Mr. VERDES was born in Chiliomodi, Korinthos, a province in southern Greece, where he graduated from high school. He followed his passion for constructions and studied at the Aristotelian University of Thessaloniki from 1965 until 1970. During his career, he was primarily involved in building, road and public network constructions until his retirement in 2003. This is when he decided to follow his “secret” passion for rotational puzzles.

Following years of innovative ideas and experiments, he created the first 6X6X6 and 7x7x7 cube worldwide! Moreover, his invention, which includes a unified  rotating mechanism for any sized  cube, allows the construction of smooth & sturdy cubes even reaching a size of 11X11X11 , thus invalidating a worldwide belief that the sturdy construction of cubes over  5 layers is impossible!
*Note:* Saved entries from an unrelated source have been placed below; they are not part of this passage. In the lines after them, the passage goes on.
PR #6082, opened 2017-08-22
[full ci] Run initilization code once while reloading

### LINKED ISSUE #5833: docker exec causing init customizations to revert
Steps to reproduce; using Build: v1.1.0-rc3-**12176**-7738cb5

1. Customize /etc/hosts file, hostname in entrypoint script.
2. /etc/init.d/iptables stop in entrypoint script.
3. docker -H IP:port --tls exec -d <container> sh /path/to/**any**script
4. /etc/hosts and hostname revert to defaults and iptables service back online.

caglar10ur:
This is a temporary workaround for now until we make those functions
idempotent.

Fixes #5833

### DIFF
--- a/lib/tether/tether.go
+++ b/lib/tether/tether.go
@@ -62,6 +62,9 @@ var (
 	// that are mounted over the system ones.
 	BindSys = system.NewWithRoot("/.tether")
 	once    sync.Once
+
+	// used for running vm initialization logic once in the reload loop
+	initialize sync.Once
 )
 
 type tether struct {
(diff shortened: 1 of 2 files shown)


lib/tether/tether.go
```diff
@@ -521,44 +526,50 @@ func (t *tether) Start() error {
...
+			}
 
-		// process the networks then publish any dynamic data
-		if err := t.setNetworks(); err != nil {
-			log.Error(err)
-			return err
-		}
-		extraconfig.Encode(t.sink, t.config)
+			// process the networks then publish any dynamic data
+			if err = t.setNetworks(); err != nil {
```
hmahmood: Including this here may cause problems later when we (if ever) enable hot add for NICs (to support `docker network connect` on running containers), but for now I don't see any other way to solve the problem at hand.

PR #6083, opened 2017-08-22
Sync container VM power state when refreshing [specific ci=Group1-Docker-Commands]

dougm:
Issue #4872

### DIFF
--- a/lib/portlayer/exec/container.go
+++ b/lib/portlayer/exec/container.go
@@ -319,7 +319,19 @@ func (c *Container) Refresh(ctx context.Context) error {
 	c.m.Lock()
 	defer c.m.Unlock()
 
-	return c.refresh(ctx)
+	if err := c.refresh(ctx); err != nil {
+		return err
+	}
+
+	// sync power state (see issue 4872)
+	switch c.containerBase.Runtime.PowerState {
+	case types.VirtualMachinePowerStatePoweredOn:
+		c.state = StateRunning
+	case types.VirtualMachinePowerStatePoweredOff:
+		c.state = StateStopped
+	}
+
+	return nil
 }
 
 func (c *Container) refresh(ctx context.Context) error {


mdubya66:
Nice

cgtexmex:
When you issue a remove the persona will call and check state -- that call results in an update to the container on the PL.  The Refresh() method is called which initiates a property collector call and ultimately an update to the `base` container -- are we not propagating the updated status to the `container` object?  Just curious if we need this new call or do we just need to fix what we have?

lib/portlayer/exec/container.go
```diff
@@ -546,7 +546,11 @@ func (c *Container) Remove(ctx context.Context, sess *session.Session) error {
 
 	// check state first
 	if c.state == StateRunning {
-		return RemovePowerError{fmt.Errorf("Container is powered on")}
+		// double check to workaround issue 4872
+		state, _ := c.vm.PowerState(ctx)
```
anchal-agrawal: We should add a `// #nosec: Errors unhandled.` above this for the gas tool.

dougm:
@cgtexmex I'll look at changing Refresh() to update the power state, it does not do so currently.

hmahmood:
@cgtexmex @dougm `Refresh()` does quite a lot; maybe just add another helper function to just refresh the state?

sflxn:
@cgtexmex I saw something similar in the issue I merged in today where the property refresh was not getting the correct power state.  My suspicion was vSphere correcting it's internal FSM while we were refreshing properties.  In my issue, VIC's internal state tracking was right and VC knew the VM was powered off but property refresh got incorrect state.

dougm:
@hmahmood can you re-review?

@sflxn that's not the problem here, see recent comments in the linked issue.

cgtexmex:
@dougm you should change your commit message...we are no longer double checking but just propagating the state during a refresh...

sflxn:
We should add [specific ci=Group1-Docker-Commands] to test this against through the docker commands to see if everything is fine first.

sflxn:
lgtm.  but you need Caglar or George to lgtm.

PR #6098, opened 2017-08-23
[skip ci] Replace awk with cut in UI scripts

### LINKED ISSUE #6094: Dependency on awk causes plugin install/upgrade to fail
**VIC version:**

vic dev-build 13338

**Steps to reproduce:**

Run the vCenter Plugin install/upgrade (vic/ui/VCSA/[install.sh,upgrade.sh] on a system with `awk` missing, the install.sh and upgrade.sh scripts fails.

image

**Actual behavior:**

The install.sh and upgrade.sh scripts fail.

While the output states `./install.sh: line 129: awk: command not found`, the actual error message being printed is unclear (caused by the thumbprint field being blank).

**Additional details:**

`awk` is not part of the default Photon OS install and needs to be added with `tdnf install gawk`.

jooskim:
Fixes #6094

### DIFF
--- a/ui/installer/VCSA/install.sh
+++ b/ui/installer/VCSA/install.sh
@@ -126,7 +126,7 @@ check_prerequisite () {
     fi
 
     # retrieve VC thumbprint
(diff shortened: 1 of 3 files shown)


jak-atx:
This PR is out of date. We have this change on jooskim fork and will push the changes into our new vic-ui repo once ready.

PR #6102, opened 2017-08-23
[specific ci=6-04-Create-Basic] bump default debug level to 1

### LINKED ISSUE #6096: set debug to 1 by default
As a VIC user, if any error happens, I want to download log bundle with enough information immediately, so that I don't have to enable debug and reproduce the issue once again.

emlin:
fixes #6096

### DIFF
--- a/cmd/vic-machine/create/create.go
+++ b/cmd/vic-machine/create/create.go
@@ -40,6 +40,8 @@ const (
 	MaxVirtualMachineNameLen = 80
 	// Max permitted length of Virtual Switch name
 	MaxDisplayNameLen = 31
+	// Default debug level in create
+	DefaultDebug = 1
 )
 
 var EntireOptionHelpTemplate = `NAME:
@@ -424,17 +426,9 @@ func (c *Create) processParams() error {
 
 func (c *Create) processCertificates() error {
 
-	// debuglevel is a pointer now so we have to do this song and dance
-	var debug int
-	if c.Debug.Debug == nil {
-		debug = 0
-	} else {
-		debug = *c.Debug.Debug
-	}
-
 	c.certs.Networks = c.Networks
 
-	if err := c.certs.ProcessCertificates(c.DisplayName, c.Force, debug); err != nil {
+	if err := c.certs.ProcessCertificates(c.DisplayName, c.Force, *c.Debug.Debug); err != nil {
 		return err
 	}
 
@@ -682,7 +676,12 @@ func (c *Create) Run(clic *cli.Context) (err error) {
 
 	log.Infof("### Installing VCH ####")
 
-	if c.Debug.Debug != nil && *c.Debug.Debug > 0 {
+	if c.Debug.Debug == nil {
+		// set default value to 1, to avoid additional step to collect logs
+		debug := DefaultDebug
+		c.Debug.Debug = &debug
+	}
+	if *c.Debug.Debug > 0 {
 		log.SetLevel(log.DebugLevel)
 		trace.Logger.Level = log.DebugLevel
 	}
--- a/tests/test-cases/Group6-VIC-Machine/6-04-Create-Basic.md
+++ b/tests/test-cases/Group6-VIC-Machine/6-04-Create-Basic.md
@@ -101,6 +101,7 @@ vic-machine create --name=<VCH_NAME> --target=<TEST_URL> \
 
 ### Expected Outcome
 * Deployment succeed
+* VCH is deployed with debug enabled
 * Regression test pass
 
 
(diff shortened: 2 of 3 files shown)


mdubya66:
we should plan on picking this for RC2

mdubya66:
also may require a small doc change to indicate the level is 1 and that it can be changed. @stuclem

mdubya66:
what is the behavior after an upgrade?

mdubya66:
from @hickeng on slack
1) verify that log rotation is working
2) confim that tether is not logging load/save of extraconfig and process output to debug log as part of debug level 1 and if it is move it to level 2. @caglar10ur 
3) get perf results of container vm's as this could impact them the most.

emlin:
> what is the behavior after an upgrade?

This change does not impact upgrade, also upgrade will not change debug configuration. So it will be same to before.

emlin:
>     verify that log rotation is working
@caglar10ur Do we have log rotation? I'm running test to verify if we have, but didn't see it in the code.
>     confirm that tether is not logging load/save of extraconfig and process output to debug log as part of debug level 1 and if it is move it to level 2. @caglar10ur
Right now, tether is logging configuration at level 1, I can move it to level 2.
>     get perf results of container vm's as this could impact them the most.
@hickeng now the pprof service is started at level 2 debug. Do you want it at level 1? Wouldn't that impact container performance?

mdubya66:
should upgrade change the default debug? I think it should so we can support those customers.

emlin:
In the current logic, upgrade does not change configuration, and configure does not upgrade old version.
We could mix them with additional options, like to add --configure into upgrade command, or --upgrade into configure command, but it is one feature requirement, not a bug fixing.
It will introduce other questions, for examples, if that will change other properties in upgrade, for example, ops-user token. If we don't answer those questions clearly, this function will add more confusion for customer.

btw, upgrade will involve power cycle anyway, even if we don't combine the configure and upgrade features, if users don't mind to upgrade their VCH, run another configure command does not introduce too much work.
So I'll prefer not to change debug configuration in upgrade atm.

emlin:
Checked the log rotation worked well in VCH, but there is no log rotation for tether.debug. @caglar10ur for confirmation.
And I think other log level settings and debug service settings are also not enabled by default.

cmd/vic-machine/create/create.go
```diff
@@ -424,17 +426,9 @@ func (c *Create) processParams() error {
...
-	if c.Debug.Debug == nil {
-		debug = 0
-	} else {
-		debug = *c.Debug.Debug
-	}
-
 	c.certs.Networks = c.Networks
 
-	if err := c.certs.ProcessCertificates(c.DisplayName, c.Force, debug); err != nil {
+	if err := c.certs.ProcessCertificates(c.DisplayName, c.Force, *c.Debug.Debug); err != nil {
```
caglar10ur: I think we still need to do the check before this as c.Debug.Debug can be nil, right?

emlin: I made change below to set it to 1, if it's nil, so removed this check

caglar10ur: 👍 didn't realize that runs before this fn

emlin:
After talked with @caglar10ur , need to correct the pprof information.
In VCH, pprof is started for all services, and will be collected disregard of the debug level.
In container VM, pprof is still not started unless the debug level is 2 or more.

mdubya66:
what's the expected perf hit for pprof in the containervm?

caglar10ur:
There is no hard overhead number that we can simply use, we need to measure. Why we are interested with pprof in containervm? That shouldn't be really needed unless we debug tether live

mdubya66:
The purpose of this is to be able to support production customers without them having to take their applications offline because they are not always able to do so.

caglar10ur:
@mdubya66 I meant we shouldn't enable pprof for container vms by default, that's mainly for debugging tether which I think not out main goal here. For the services, it is already enabled in VCH so we are already paying that overhead.

mdubya66:
I defer to you. The issue we are trying to resolve is reducing the amount of back and forth we need to have with a customer when they have a VCH or C-VM issue, especially after they experience a VC outage.

caglar10ur:
I still think we don't need pprof on the cvm side but I defer to @hickeng and you to decide :)

mdubya66:
Since i deferred to you first then we don't enable it. ;)

mhagen-vmware:
~I would vote to reduce the back and forth with a customer, that instead of this change, we actually add the system log bundle (or a select subset of it) to our vicadmin log collection...~
Actually, we already do. Part of the problem was that we need the VC logs as well, but our container log bundle actually include hostd logs for all hosts it looks like.

stuclem:
Created https://github.com/vmware/vic-product/issues/654 to update the doc if we do decide to do this.

PR #3, opened 2011-12-25
Made inheritance trees more vanilla-like.

macalinao:


Raphfrk:
I'll leave this to @RoyAwesome , but I was thinking the same.

macalinao:
@RoyAwesome, I still added support for your sky entity or whatever by making living entity inherit from moving entity.

PR #10, opened 2012-01-23
Couple more events for VanillaAPI

Zidane:
Title says it all :P


zml2008:
You should add fields in the constructor for the event's included fields.

Zidane:
Alright, one moment

Zidane:
I hope that is better zml2008

PR #11, opened 2012-01-23
More event changes for VanillaAPI

Zidane:
Title says it all :P


macalinao:
Why did you remove the second asterisk from the javadocs...

Zidane:
Erm the headers are that way....

PR #13, opened 2012-01-28
Tree generation

windy1:
Made some normal trees, I attempted birch trees, but <code>VanillaBlocks.birchLog</code> and <code>VanillaBlocks.log</code> seem to be the same at the moment. I also had some encounters with some astray blocks, I don't think it has to do with me and probably the way chunks are loaded.

(The number of commits are due to formatting issues :/)

### DIFF
--- a/src/main/java/org/spout/vanilla/generator/normal/TreePopulator.java
+++ b/src/main/java/org/spout/vanilla/generator/normal/TreePopulator.java
@@ -33,124 +33,123 @@ import org.spout.api.geo.discrete.Point;
 import org.spout.vanilla.VanillaBlocks;
 
 public class TreePopulator implements Populator {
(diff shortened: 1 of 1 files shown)


Afforess:
Ugh, pulled prematurely. Please sign off on this, and squash the commits into one.

Afforess:
Also the reason why you could not see birch was because chunks are not sending block data yet.

windy1:
@Afforess Err, this is gonna sound kinda dumb but I'm having trouble with the interactive rebase gui. I make my changes, but then where do I go from there and exit the editor?

Like, I don't see any save and close option http://i.imgur.com/boY8I.png

windy1:
Figured it out, see the new pull

PR #16, opened 2012-01-28
Falling sand!

Darsstar:
No animation though =[


windy1:
We're already ahead of Minecraft PE :D

PR #30, opened 2012-02-04
Improved food, and you can now place redstone!

ZNickq:
Signed-off by ZNickq teapa011@gmail.com


src/main/java/org/spout/vanilla/item/GenericVanillaItemMaterial.java
```diff
@@ -45,6 +46,15 @@ public GenericVanillaItemMaterial(String name, int id, int data) {
 
 	@Override
 	public Material getBlock() {
+		if (this == VanillaMaterials.REDSTONE) {
```
zml2008, line 49: There's this thing called subclassing. Maybe you should try it.

Afforess, line 49: +1 Agree @zml2008

ZNickq, line 49: Well, i thought about it, but decided it would be a little overkill making new classes just for that :P But ok, will change!

Zidane, line 49: I agree with my teammates on this one as, despite you thinking its overkill, hard-coding usage of materials in an if structure such as that is never the answer and makes it very limited.

Once you finish that up, squash it into one (after reviewing it) please. Otherwise, I am afraid I can't pull this :/.

Zidane:
Closing this as @ZNickq forgot to :p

A brief chronicle  from Inventor’s mouth:

“The whole  story began in 1981, when for the first time I saw and held in my hands a 3x3x3  Cube. I felt great admiration for this astounding invention and I instantly became  a fanatic fan of this puzzle. I almost immediately understood the way the cube  was constructed and the way it functioned. Instantly, I thought that such a  cube could be constructed with even more layers. Initially, I believed that  cubes with more layers could be made, but for the sake of their structural  supports, they should have only odd number of layers (N=5 or N=7, etc).  I began making rough drawings and designs  during my spare time, based on the use of cylindrical surfaces, following  Rubik’s idea. I noticed, however, that in this sense, there was a problem in  the rotation of the layers, especially for those parts which form the corner  pieces of the cube. The cubes constructed thus far, including the 2X2X2 cube  and in particular, the 4X4X4 & 5X5X5 cubes, had not been disengaged from  the sense of using the inner cylindrical surfaces, as they are used for the  construction of the Rubik’s Cube.

After  many attempts and drawings, I captured the idea of using right angle conical  surfaces whose axis of rotation would coincide with the semi axes of the  Cartesian coordinate system. These conical surfaces specifically solved the  problem of connecting the corner pieces of the cube with its inner part which  was for that matter without a doubt, the vital issue.  Working this particular idea meticulously  with further thought, I noticed that by the use of conical surfaces in the  inner part of the cube makes cubes with an even number of layers per direction  to be constructed possible (i.e. cubes No 2, No 4 etc).  I also noticed that by the use of conical  surfaces, the number N of layers of  each cube could be expressed according to the number k, (i.e. the number of cones per semi axis of the Cartesian  coordinate system, with the relation: N=2k and N=2k+1).  In general, the use of k number of conical surfaces per semi axis results in pairs of  cubes. In any given pair, the first cube has an even number of visible layers  N=2k while the second has the immediate next odd number of visible layers  N=2k+1.  Fundamentally, the number of the  layers of this pair is exactly the same i.e. N=2k+1. This is because, in the  first cube one, of the layers is not visible, and forms the middle layer of  direction while on the second cube, this particular layer emerges to the surface  and becomes one of the visible layers. As a result, the total number of visible  layers in the second cube is N=2k+1.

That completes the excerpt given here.